Lord Walton of Detchant: I, too, felt extremely uncomfortable reading the first draft of the Bill and, indeed, the present version when looking at the word “thing”. It struck me as an extraordinary inclusion in legislation. I referred to this in some detail in my Second Reading speech and subsequently received a lengthy letter from the noble Lord, Lord Darzi, in which he justified the use of this term and explained that all the alternatives that I had suggested would not do. I am still uncomfortable. I thought that the idea put forward by the noble Baroness, Lady Tonge, of using “fomite” was clever and useful.

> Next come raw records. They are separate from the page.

PR #26726, opened 2026-04-12
[orchagent] Add async swss.rec config knob support

vpandian-nokia:
#### Why I did it

This change is the companion `sonic-buildimage` update for the async `swss.rec` support added in [`sonic-net/sonic-swss#4400`](https://github.com/sonic-net/sonic-swss/pull/4400).

It adds operational control for async `swss.rec` enablement through `DEVICE_METADATA|localhost|async_swss_rec`.

The `orchagent` startup script now reads `async_swss_rec` from `CONFIG_DB` and appends `-A` only when the knob is explicitly set to `enabled`.
This change also updates `sonic-device_metadata.yang` so `async_swss_rec` is modeled as part of `DEVICE_METADATA`, with:
- allowed values: `enabled` / `disabled`
- default: `disabled`

##### Work item tracking

#### How I did it

- Updated `dockers/docker-orchagent/orchagent.sh` to read `DEVICE_METADATA|localhost|async_swss_rec` from `CONFIG_DB` and append `-A` only when the knob is explicitly set to `enabled`.
- Updated `src/sonic-yang-models/yang-models/sonic-device_metadata.yang` to model `async_swss_rec` as part of `DEVICE_METADATA`, with allowed values `enabled` / `disabled` and default `disabled`.

#### How to verify it

- Confirmed that with no `async_swss_rec` setting, `orchagent` starts without `-A`.
- Confirmed that with `DEVICE_METADATA|localhost|async_swss_rec=enabled`, `orchagent.sh` appends `-A`.
- Confirmed on DUT that `orchagent` starts with `-A` when the knob is enabled.
- Confirmed the YANG model now includes `async_swss_rec` with `enabled` / `disabled` values and default `disabled`.

- [ ] 202305
- [ ] 202311
- [ ] 202405
- [ ] 202411
- [ ] 202505
- [ ] 202511

- [ ] 
- [ ] 

Add `DEVICE_METADATA|localhost|async_swss_rec` support to control async `swss.rec` enablement in `orchagent`.

`DEVICE_METADATA` is modeled in `src/sonic-yang-models/yang-models/sonic-device_metadata.yang`; this change adds the `async_swss_rec` leaf there.

### DIFF
--- a/dockers/docker-orchagent/orchagent.sh
+++ b/dockers/docker-orchagent/orchagent.sh
@@ -62,6 +62,12 @@ if [[ "$NAMESPACE_ID" ]]; then
     ORCHAGENT_ARGS+="-f swss.asic$NAMESPACE_ID.rec -j sairedis.asic$NAMESPACE_ID.rec "
 fi
 
+# Enable async swss recorder when explicitly configured
+ASYNC_SWSS_REC=$(sonic-db-cli CONFIG_DB hget "DEVICE_METADATA|localhost" "async_swss_rec")
+if [ "$ASYNC_SWSS_REC" == "enabled" ]; then
+    ORCHAGENT_ARGS+="-A "
+fi
+
 # Add platform specific arguments if necessary
 if [ "$platform" == "broadcom" ]; then
     ORCHAGENT_ARGS+="-m $MAC_ADDRESS"
--- a/src/sonic-yang-models/yang-models/sonic-device_metadata.yang
+++ b/src/sonic-yang-models/yang-models/sonic-device_metadata.yang
@@ -19,6 +19,10 @@ module sonic-device_metadata {
 
     description "DEVICE_METADATA YANG Module for SONiC OS";
 
+    revision 2026-04-10 {
+        description "Added async_swss_rec field to control async swss recorder.";
+    }
+
     revision 2021-02-27 {
         description "Added frr_mgmt_framework_config field to handle BGP
             config DB schema events to configure FRR protocols.";
@@ -228,6 +232,15 @@ module sonic-device_metadata {
                     must "((current() = 'disabled') or (current() = 'enabled' and ../synchronous_mode = 'enable'))" {
                         error-message "ASIC synchronous mode must be enabled in order to enable suppress FIB pending feature";
                     }
+                }
+
+                leaf async_swss_rec {
+                    description "Enable asynchronous swss.rec recording in orchagent.";
+                    type enumeration {
+                        enum enabled;
+                        enum disabled;
+                    }
+                    default disabled;
                 }
                 leaf rack_mgmt_map {
                     type string {


deepak-singhal0408 (approved):
LGTM.

deepak-singhal0408:
@prsunny @prabhataravind could you please also help review?

prabhataravind (approved):

dockers/docker-orchagent/orchagent.sh
```diff
@@ -62,6 +62,12 @@ if [[ "$NAMESPACE_ID" ]]; then
     ORCHAGENT_ARGS+="-f swss.asic$NAMESPACE_ID.rec -j sairedis.asic$NAMESPACE_ID.rec "
 fi
 
+# Enable async swss recorder when explicitly configured
+ASYNC_SWSS_REC=$(sonic-db-cli CONFIG_DB hget "DEVICE_METADATA|localhost" "async_swss_rec")
```
vganesan-nokia, line 66: Suggest get async_swss_rec value from swss_vars.j2 instead of reading conifg db. This is similar to getting other config db variables such as asic_id, synchronous_mode and so on.

vpandian-nokia: Thanks for the suggestion. Using `swss_vars.j2` would be a reasonable consistency cleanup, but this knob is only read once during startup, and direct `CONFIG_DB` reads are already used for other startup parameters as well. So functionally the current `orchagent.sh` approach is sufficient for this PR. All 23 checks have already passed, and there does not appear to be a technical issue with the current implementation, so my preference would be to avoid expanding scope here unless there is a strong preference to include that alignment in this PR.

vpandian-nokia: Will track `swss_vars.j2` alignment as a follow-up cleanup if there is broader consensus. Resolving this thread to keep this PR scoped to the knob itself, but happy to revisit it in a dedicated PR.

deepak-singhal0408:
@lguohan @rlhui could you please help merge this PR? Thanks,

dockers/docker-orchagent/orchagent.sh
```diff
@@ -62,6 +62,12 @@ if [[ "$NAMESPACE_ID" ]]; then
...
+if [ "$ASYNC_SWSS_REC" == "enabled" ]; then
```
kperumalbfn, line 67: @vpandian-nokia why do we need this from DEVICE_METADATA? Can we update the mode based using other orchagent init files? This is only for the initialization and cannot be updated dynamically.

vpandian-nokia: @kperumalbfn Thanks for the review.

The intent here was to make async `swss.rec` operationally manageable through persistent configuration, with explicit modeling in `DEVICE_METADATA` and default-off behavior.

Although this knob is only used during `orchagent` initialization today, that is consistent with other `DEVICE_METADATA|localhost` settings that act as boot-time / init-time behavior controls rather than dynamically mutable runtime toggles.

If there is a preferred alternative location for init-time `orchagent` behavior knobs, I’m open to aligning with that. For this change, the main goal was to keep it as a persistent, explicitly modeled, default-off knob.

kperumalbfn: Ok, thanks. LGTM

vpandian-nokia: Thanks for the review.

New Section 45T(5) states that “thing” includes human tissue and other items, but that is not an exclusive definition. I considered carefully the possibility that human excreta, such as faeces or urine, could be very infective, but I believe that, under the Human Tissue Act, they would be considered to be human tissue, although that definition is somewhat dubious. Nevertheless, I would like clarification from the Minister about whether that is the case. What is not included in the list of,

are human belongings and clothing, which can be capable of carrying serious infective agents. The question is whether the term “thing” would be taken to include human belongings—clothing and other items—that could pass on an infection. Having thought about it carefully, I would prefer “item” to “thing”, although I expect that the Minister will come up with some serious objections to that as well and will say that it would not cover all eventualities. I still feel that the Bill lacks clarity in the use of that rather unfortunate term. I shall be most interested to hear the Minister’s views.

Baroness Masham of Ilton: The noble Earl raised the question of a person’s next of kin. Could the Bill not state that the next of kin must be notified when possible? Sometimes it might not be possible because people live alone or because of time and so on.